** Exercise materials **
# # #
PR #532, opened 2022-08-03
fix: restore compatibility with experimental built-in fetch in Node v18

robertrossmann:
As of Node.js v18, Node has a built-in, experimental support for global `fetch`. Unfortunately, this implementation is not compatible with `form-data` npm package and when an instance of this package's `FormData` class is provided as a body the native implementation resorts to serialising the form data by calling `.toString()` on it, causing the request's body to become the string literal `"[object FormData]"`.

We can work around that compatibility issue by explicitly using the form's headers and body as a buffer as the inputs to `fetch`.

### DIFF
--- a/src/core/classes/ipfs-storage.ts
+++ b/src/core/classes/ipfs-storage.ts
@@ -322,8 +322,9 @@ export class IpfsStorage implements IStorage {
       method: "POST",
       headers: {
         Authorization: `Bearer ${token}`,
+        ...formData.getHeaders(),
       },
-      body: formData as any,
+      body: formData.getBuffer(),
     });
     if (!res.ok) {
       throw new Error(`Failed to upload to IPFS [status code = ${res.status}]`);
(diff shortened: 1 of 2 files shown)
# # #
** Task statement **
Where the word "compatibility" shows up in a line of the listing, return that line.

** Response box **
fix: restore compatibility with experimental built-in fetch in Node v18
We can work around that compatibility issue by explicitly using the form's headers and body as a buffer as the inputs to `fetch`.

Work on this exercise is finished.